Search for a heavy boson in diphoton and multilepton final states at the large hardon collider in pp at √s = 13 TeV

Abstract

A search for the resonant and non-resonant Higgs pair production is presented based on events containing WW bosons with the semi-leptonic decay from one Higgs boson and γγ from the other Higgs boson. This search is performed by a proton–proton collision data recorded by the ATLAS detector at the Large Hadron Collider with an integrated luminosity of 36.1 fb−1 at √s = 13 TeV. The observed and expected upper limits of the non-resonant Higgs pair production (pp → hh) at 95% confidence-level on the cross-section are 7.6 pb and 5.3 pb, respectively. While by assuming a narrow-width the observed and expected upper limit for the resonant Higgs pair production at 95% confidence-level on its cross-section times the branching fraction ((pp → X)×Br(X → hh)) are as follow: a range between 37.5 pb to 6.1 pb are observed and 16.9 pb to 4.4 pb are expected for the resonant mass between 260 GeV to 500 GeV. In addition, a study of multilepton signatures arising from two new scalar bosons H and S at the Large Hadron Collider is carried out. These two new bosons are an extension of the Standard Model and they interact with the Higgs boson. We consider two production modes for H, one being gluon fusion and the other being in association with top quarks.

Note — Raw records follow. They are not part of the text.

PR #33, opened 2020-11-03
Initial Reference File Testing

PaulHuwe:
Added tests for core, referencefile, and flat schemas. Updated the schemas for required keywords and modified time types. Some tests are commented out due to known asdf errors. (RCAL-25, RCAL-26, RCAL-50, RCAL-52)

### DIFF
--- a/romancal/datamodels/open_impl.py
+++ b/romancal/datamodels/open_impl.py
@@ -6,6 +6,7 @@ from pathlib import PurePath, Path
 import asdf
 
 from .core import RomanDataModel
+from .referencefile import ReferenceFileModel
 from .flat import FlatModel
 
 
@@ -86,8 +87,14 @@ def _select_model_class(asdf_file):
     # - Use RomanDataModel for all data but select the schema according to one of the above
     # - ???
 
-    # If we keep it this route, need to check for the existence of reftype first
-    if asdf_file["meta"].get("reftype") == "FLAT":
-        return FlatModel
+    # Check for the existence of reftype to indicate a reference file model
+    if asdf_file["meta"].get("reftype", None):
+        # Check if flat file model
+        if asdf_file["meta"].get("reftype", None) == "FLAT":
+            return FlatModel
+        # Return base reference file model
+        else:
+            return ReferenceFileModel
+    # Not a reference file model
     else:
         return RomanDataModel
--- a/romancal/datamodels/open_impl.py
+++ b/romancal/datamodels/open_impl.py
@@ -88,13 +88,15 @@ def _select_model_class(asdf_file):
     # - ???
 
     # Check for the existence of reftype to indicate a reference file model
-    if asdf_file["meta"].get("reftype", None):
+    reftype = asdf_file["meta"].get("reftype")
+    if reftype is not None:
         # Check if flat file model
-        if asdf_file["meta"].get("reftype", None) == "FLAT":
+        if reftype == "FLAT":
             return FlatModel
         # Return base reference file model
         else:
             return ReferenceFileModel
+
     # Not a reference file model
     else:
         return RomanDataModel
--- a/romancal/datamodels/schemas/core.schema.yaml
+++ b/romancal/datamodels/schemas/core.schema.yaml
@@ -16,7 +16,7 @@ properties:
       telescope:
         title: Telescope used to acquire the data
         type: string
-        enum: ["ROMAN"]
+        enum: [ROMAN]
       exposure:
         title: Exposure parameters
         type: object
@@ -84,6 +84,5 @@ properties:
             type: string
             enum: [F062, F087, F106, F129, W146, F158, F184, GRISM, PRISM, CLEAR,
                    N/A, ANY, UNKNOWN]
-        required: [detector,optical_element,name]
-    required: [instrument,telescope]
-additionalProperties: true
+        required: [detector, optical_element, name]
+    required: [instrument, telescope]
--- a/romancal/datamodels/schemas/core.schema.yaml
+++ b/romancal/datamodels/schemas/core.schema.yaml
@@ -79,10 +79,11 @@ properties:
             enum: [WFI01, WFI02, WFI03, WFI04, WFI05, WFI06, WFI07, WFI08, WFI09,
                    WFI10, WFI11, WFI12, WFI13, WFI14, WFI15, WFI16, WFI17, WFI18,
                    ANY, N/A]
-          filter:
+          optical_element:
             title: Name of the filter element used
             type: string
             enum: [F062, F087, F106, F129, W146, F158, F184, GRISM, PRISM, CLEAR,
                    N/A, ANY, UNKNOWN]
-
-
+        required: [detector,optical_element,name]
+    required: [instrument,telescope]
+additionalProperties: true
--- a/romancal/datamodels/schemas/core.schema.yaml
+++ b/romancal/datamodels/schemas/core.schema.yaml
@@ -16,7 +16,7 @@ properties:
       telescope:
         title: Telescope used to acquire the data
         type: string
-        enum: [Roman]
+        enum: ["ROMAN"]
       exposure:
         title: Exposure parameters
         type: object
--- a/romancal/datamodels/schemas/core.schema.yaml
+++ b/romancal/datamodels/schemas/core.schema.yaml
@@ -10,8 +10,16 @@ properties:
       filename:
         title: Name of the file
         type: string
+# NOTE: Commented out due to conflict with meta.date defined in stdatamodels
+# Ticket: https://github.com/spacetelescope/stdatamodels/issues/23
+#        date:
+#          title: Date this file was created (UTC)
+#          tag: tag:stsci.edu:asdf/time/time-1.1.0
       model_type:
         title: Type of data model
+        type: string
+      origin:
+        title: Organization responsible for creating file
         type: string
       telescope:
         title: Telescope used to acquire the data
@@ -26,27 +34,13 @@ properties:
             type: string
             enum:
               # Wide Field Imager
-             [WFI_CORON, WFI_DARK, WFI_FLAT, WFI_FOCUS,  WFI_IMAGE, WFI_WFSS,
-              WFI_LED, WFI_WFSC, WFI_TACONFIRM, WFI_TACQ, WFI_TSGRISM, WFI_TSIMAGE,
-              # WFI Spectrograph
-              WFI_PRISM, WFI_GRISM,
-              # Coronagraph
-              CGI_IMAGE,
-              # Misc
-              N/A, ANY]
+             [WFI_IMAGE, WFI_GRISM, WFI_PRISM, WFI_DARK, WFI_FLAT, WFI_TACQ, WFI_WFSC, WFI_GW]
           start_time:
             title: UTC exposure start time
             type: number
           end_time:
             title: UTC exposure end time
             type: number
-          readpatt:
-            title: Readout pattern
-            type: string
-            enum: [RAPID, ANY, N/A]
-          nints:
-            title: Number of integrations in exposure
-            type: integer
           ngroups:
             title: Number of groups in integration
             type: integer
@@ -58,9 +52,6 @@ properties:
             type: integer
           frame_time:
             title: "[s] Time between frames"
-            type: number
-          group_time:
-            title: "[s] Time between groups"
             type: number
           exposure_time:
             title: "[s] Effective exposure time"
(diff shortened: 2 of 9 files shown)


romancal/datamodels/tests/test_models.py
```diff
@@ -1,16 +1,186 @@
...
+                }
+    }
+
+    # Set temporary asdf file
+    file_path = tmp_path / "test.asdf"
+
+    # Cycle through reference file models to test each
+    for model_class in iter_subclasses(DataModels.referencefile.ReferenceFileModel):
+        # Test base referencefile model
+        if (model_class == DataModels.referencefile.ReferenceFileModel):
```
eslavich, line 125: I think this `if` statement is a sign that we need separate tests for `ReferenceFileModel` and actual reference models like `FlatModel`.  It's also nice to parametrize the test so that we can easily see what models are failing, otherwise the test will just halt at the first failure.  I'd recommend we set up like this:

```python
def test_reference_file_model_base(tmp_path):
  # ReferenceFileModel tests


@pytest.mark.parametrize("model_class", list(iter_subclasses(ReferenceFileModel)))
def test_reference_file_model(tmp_path, model_class):
  # Common tests for all ReferenceFileModel subclasses


def test_flat_model(tmp_path):
  # FlatModel tests
```

We'd need to add a flag to iter_subclasses that prevents it from yielding the original parent class.

romancal/datamodels/tests/test_models.py
```diff
@@ -1,16 +1,186 @@
...
+            # Test required key/values pairs in meta dictionary
+            confirm_required_keywords(tmp_path, meta)
+
+            # Testing referencefile asdf file
+            with asdf.AsdfFile(meta) as af:
+                af.write_to(file_path)
+
+                # Load base referencefile schema
+                schema = asdf.schema.load_schema(
+                    "http://stsci.edu/schemas/roman_datamodel/reference_files/referencefile.schema")
```
eslavich, line 135: You could grab this out of `ReferenceFileModel.schema_url` to save from having to specify the string in multiple places.

romancal/datamodels/tests/test_models.py
```diff
@@ -1,16 +1,186 @@
...
+
+                # Ensure that base referencefile schema contains core schema
+                found = False
+                for schemaref in schema.get("allOf", [{}]):
+                    if schemaref.get("$ref","") == "../core.schema":
```
eslavich, line 140: Hmm... this seems like a good candidate for a assertion helper:

```python
def assert_referenced_schema(schema_uri, ref_uri):
  __tracebackhide__ = True
  schema = asdf.schema.load_schema(schema_uri)
  for subschema in schema.get("allOf", []):
    if asdf.generic_io.resolve_uri(schema_uri, subschema.get("$ref")) == ref_uri:
      return
  assert False, f"Schema '{schema_uri}' does not reference '{ref_uri}' in a top-level allOf combiner"
```
then we can use it here:
```python
assert_referenced_schema(ReferenceFileModel.schema_url, RomanDataModel.schema_url)
```
and also in the `FlatModel` test:
```python
assert_referenced_schema(FlatModel.schema_url, ReferenceFileModel.schema_url)
```

romancal/datamodels/tests/test_models.py
```diff
@@ -1,16 +1,186 @@
...
         except Exception:
-            assert False, f"Unable to load schema URI '{model_class.schema_url}' for model class {model_class.__name__}"
+            assert False, f"Unable to load schema URI '{model_class.schema_url}' for model " \
+                          f"class {model_class.__name__}"
+
+
+
+# Helper function to test required keywords
+# meta = dictionary of required key/value pairs to ensure each are required
+def confirm_required_keywords(tmp_path, meta):
```
eslavich, line 30: I think you may be able to do a lot of this with existing `DataModel` methods:

```python
dm = RomanDataModel(meta)
for required_key in dm.keys():
  original_value = dm[required_key]
  dm[required_key] = None
  with pytest.warns(ValidationWarning):
    dm.validate()
  dm[required_key] = original_value
```
- DataModel.keys returns an iterator of all paths in the model (like "meta.instrument.name")
- Setting the value of a key to `None` is equivalent to removing it
- There is no need to check the length of the captured warnings, since `pytest.warns(ValidationWarning)` already asserts that the warning occurs at least once

romancal/datamodels/open_impl.py
```diff
@@ -86,8 +87,14 @@ def _select_model_class(asdf_file):
     # - Use RomanDataModel for all data but select the schema according to one of the above
     # - ???
 
-    # If we keep it this route, need to check for the existence of reftype first
-    if asdf_file["meta"].get("reftype") == "FLAT":
-        return FlatModel
+    # Check for the existence of reftype to indicate a reference file model
+    if asdf_file["meta"].get("reftype", None):
```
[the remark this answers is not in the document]
PaulHuwe: Changed.

romancal/datamodels/schemas/core.schema.yaml
```diff
@@ -79,10 +79,11 @@ properties:
             enum: [WFI01, WFI02, WFI03, WFI04, WFI05, WFI06, WFI07, WFI08, WFI09,
                    WFI10, WFI11, WFI12, WFI13, WFI14, WFI15, WFI16, WFI17, WFI18,
                    ANY, N/A]
-          filter:
+          optical_element:
```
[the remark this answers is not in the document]
PaulHuwe: Thanks.

romancal/datamodels/schemas/core.schema.yaml
```diff
@@ -79,10 +79,11 @@ properties:
...
             title: Name of the filter element used
             type: string
             enum: [F062, F087, F106, F129, W146, F158, F184, GRISM, PRISM, CLEAR,
                    N/A, ANY, UNKNOWN]
-
-
+        required: [detector,optical_element,name]
+    required: [instrument,telescope]
+additionalProperties: true
```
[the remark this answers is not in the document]
PaulHuwe: Removed.

romancal/datamodels/schemas/reference_files/flat.schema.yaml
```diff
@@ -19,4 +19,4 @@ allOf:
       title: Error array
       default: 0.0
       datatype: float32
-
+additionalProperties: true
```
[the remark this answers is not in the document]
PaulHuwe: Removed.

romancal/datamodels/schemas/reference_files/referencefile.schema.yaml
```diff
@@ -29,4 +31,6 @@ allOf:
           type: string
         useafter:
           title: Use after date of the reference file
-          type: string
+          tag: "tag:stsci.edu:asdf/time/time-1.1.0"
+      required: [date,author,description,pedigree,useafter,reftype]
+additionalProperties: true
```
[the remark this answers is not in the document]
PaulHuwe: Removed.

romancal/datamodels/tests/test_models.py
```diff
@@ -1,16 +1,186 @@
+import pytest
+
 import asdf
+import numpy as np
+from astropy.time import Time
+from copy import deepcopy
 
 from romancal.datamodels import RomanDataModel
+import romancal.datamodels as DataModels
```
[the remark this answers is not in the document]
PaulHuwe: Changed (and cascaded through the file).

romancal/datamodels/schemas/core.schema.yaml
```diff
@@ -79,10 +79,11 @@ properties:
...
                    ANY, N/A]
-          filter:
+          optical_element:
             title: Name of the filter element used
             type: string
             enum: [F062, F087, F106, F129, W146, F158, F184, GRISM, PRISM, CLEAR,
                    N/A, ANY, UNKNOWN]
-
-
+        required: [detector,optical_element,name]
```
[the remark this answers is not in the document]
PaulHuwe: Spaced.

romancal/datamodels/schemas/core.schema.yaml
```diff
@@ -16,7 +16,7 @@ properties:
       telescope:
         title: Telescope used to acquire the data
         type: string
-        enum: [Roman]
+        enum: ["ROMAN"]
```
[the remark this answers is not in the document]
PaulHuwe: Unquoted.

romancal/datamodels/schemas/reference_files/referencefile.schema.yaml
```diff
@@ -29,4 +31,6 @@ allOf:
           type: string
         useafter:
           title: Use after date of the reference file
-          type: string
+          tag: "tag:stsci.edu:asdf/time/time-1.1.0"
```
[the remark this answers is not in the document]
PaulHuwe: Unquoted.

romancal/datamodels/tests/test_models.py
```diff
@@ -1,16 +1,186 @@
...
+from stdatamodels.validate import ValidationWarning
 
+# Helper class to iterate over model subclasses
+def iter_subclasses(model_class):
```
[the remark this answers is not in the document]
PaulHuwe: Init updated.

romancal/datamodels/tests/test_models.py
PaulHuwe: Refactored.

romancal/datamodels/tests/test_models.py
PaulHuwe: Grabbed.

romancal/datamodels/tests/test_models.py
PaulHuwe: Assertion helped.

romancal/datamodels/tests/test_models.py
PaulHuwe: Replaced and records removed.

romancal/datamodels/tests/test_models.py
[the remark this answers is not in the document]
PaulHuwe: Updated the __init__.py file.

romancal/datamodels/tests/test_models.py
```diff
@@ -1,16 +1,192 @@
...
-            assert False, f"Unable to load schema URI '{model_class.schema_url}' for model class {model_class.__name__}"
+            assert False, f"Unable to load schema URI '{model_class.schema_url}' for model " \
+                          f"class {model_class.__name__}"
+
+
+# Helper function to test required keywords
+# meta = dictionary of required key/value pairs to ensure each are required
+# model_class = the class of the model to be tested
+def confirm_required_keywords(tmp_path, meta, model_class):
+    file_path = tmp_path / "test.asdf"
```
nden, line 30: What is `tmp_path` here and what is this line supposed to do?

PaulHuwe: This needs to be removed, thanks for the catch. (It was for the code that Ed's suggestion replaced.)

romancal/datamodels/tests/test_models.py
```diff
@@ -1,16 +1,190 @@
...
         except Exception:
-            assert False, f"Unable to load schema URI '{model_class.schema_url}' for model class {model_class.__name__}"
+            assert False, f"Unable to load schema URI '{model_class.schema_url}' for model " \
+                          f"class {model_class.__name__}"
+
+
+# Helper function to test required keywords
+# meta = dictionary of required key/value pairs to ensure each are required
+# model_class = the class of the model to be tested
+def confirm_required_keywords(tmp_path, meta, model_class):
```
eslavich, line 29: I had a chat with @nden and @jdavies-st about this and our general advice is not to include this kind of check in the romancal tests.  This helper is testing a) that the schema has certain required attributes and b) that stdatamodels is properly enforcing that requirement.  We have tests in stdatamodels itself that cover its ability to enforce a schema, so b) is redundant.

For a), the question is, what kind of bug or issue would this catch?  We would have to update the test for a new required attribute but forget to add it to the schema.  Or we'd see a failure if we added a new required attribute to the schema but forgot to maintain the test.  But in both cases these are issues introduced by maintaining two parallel lists of required attributes.  In other words, this test creates a new opportunity for bugs and then guards against them.  IMO there's little enough net value that it would be better not to have the test.

jdavies-st: Agree.

Also, I would advise against having try/except blocks in tests, as that exception handling will mask the actual error you're seeing in the test.  Rely on `pytest` assertion rewriting to give a useful message, and if you're expecting an exception use the `with pytest.raises()` context manager to find it.

PaulHuwe: I am guessing that I should keep the failed enum case as a known failed test?

PaulHuwe: If so, these changes are implemented and ready for review.

eslavich (approved):
LGTM!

The H → Sh decay mode is considered, where leptonic final states are studied. The nature of the S boson is considered in two separate contexts. Firstly, in a simplified model, it is considered to have Higgs-like couplings. Secondly, we consider a heavy neutrino model and its interactions with the Z,W± and S bosons. In Refs. [1, 2] an excess in di-lepton plus jets and missing transverse energy is predicted. The available data form the ATLAS and CMS experiments displays this excess. Assuming a simplified model where all the signal comes from H → Sh, with mH = 270 GeV and mS = 150 GeV, the significance of the excess is 3.2 standard deviations. This result is combined with other excesses predicted by the model, yielding β2 g = 1.38±0.22, or 6.3σ, where βg is the strength of the Yukawa coupling of H to top quarks. A number of regions of the phase-space is suggested to the experiments for further exploration.